Two lines mark the range in the entries below: the one holding "-396,8 +396,7 @@" and the one holding "I hope you can". Set down those two and all lines between them, exactly.
Recorded information START
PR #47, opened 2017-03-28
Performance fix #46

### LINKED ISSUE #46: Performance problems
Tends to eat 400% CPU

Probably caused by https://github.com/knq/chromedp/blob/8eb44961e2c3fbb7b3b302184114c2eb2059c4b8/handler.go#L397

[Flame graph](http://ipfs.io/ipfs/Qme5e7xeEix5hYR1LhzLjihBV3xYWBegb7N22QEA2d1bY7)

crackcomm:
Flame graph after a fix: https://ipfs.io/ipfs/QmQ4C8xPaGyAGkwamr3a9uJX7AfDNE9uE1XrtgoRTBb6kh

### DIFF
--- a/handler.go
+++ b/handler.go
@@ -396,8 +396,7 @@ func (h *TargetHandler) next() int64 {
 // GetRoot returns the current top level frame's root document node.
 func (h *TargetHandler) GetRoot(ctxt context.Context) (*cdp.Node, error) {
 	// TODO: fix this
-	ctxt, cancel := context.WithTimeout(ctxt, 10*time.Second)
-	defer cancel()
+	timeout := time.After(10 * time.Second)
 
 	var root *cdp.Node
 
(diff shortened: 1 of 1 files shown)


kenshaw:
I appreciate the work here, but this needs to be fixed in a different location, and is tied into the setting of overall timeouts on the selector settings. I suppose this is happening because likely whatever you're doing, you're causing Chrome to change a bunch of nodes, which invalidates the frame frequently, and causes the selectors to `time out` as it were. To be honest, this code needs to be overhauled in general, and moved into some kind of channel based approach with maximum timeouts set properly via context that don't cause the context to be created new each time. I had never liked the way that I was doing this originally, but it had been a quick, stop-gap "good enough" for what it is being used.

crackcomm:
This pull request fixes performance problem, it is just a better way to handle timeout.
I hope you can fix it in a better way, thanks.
Recorded information END
Recorded information START
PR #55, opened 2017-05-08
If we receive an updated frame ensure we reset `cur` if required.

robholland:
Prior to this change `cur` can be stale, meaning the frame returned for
Recorded information END
Completed task:
@@ -396,8 +396,7 @@ func (h *TargetHandler) next() int64 {
 // GetRoot returns the current top level frame's root document node.
 func (h *TargetHandler) GetRoot(ctxt context.Context) (*cdp.Node, error) {
 	// TODO: fix this
-	ctxt, cancel := context.WithTimeout(ctxt, 10*time.Second)
-	defer cancel()
+	timeout := time.After(10 * time.Second)
 
 	var root *cdp.Node
 
(diff shortened: 1 of 1 files shown)


kenshaw:
I appreciate the work here, but this needs to be fixed in a different location, and is tied into the setting of overall timeouts on the selector settings. I suppose this is happening because likely whatever you're doing, you're causing Chrome to change a bunch of nodes, which invalidates the frame frequently, and causes the selectors to `time out` as it were. To be honest, this code needs to be overhauled in general, and moved into some kind of channel based approach with maximum timeouts set properly via context that don't cause the context to be created new each time. I had never liked the way that I was doing this originally, but it had been a quick, stop-gap "good enough" for what it is being used.

crackcomm:
This pull request fixes performance problem, it is just a better way to handle timeout.
I hope you can fix it in a better way, thanks.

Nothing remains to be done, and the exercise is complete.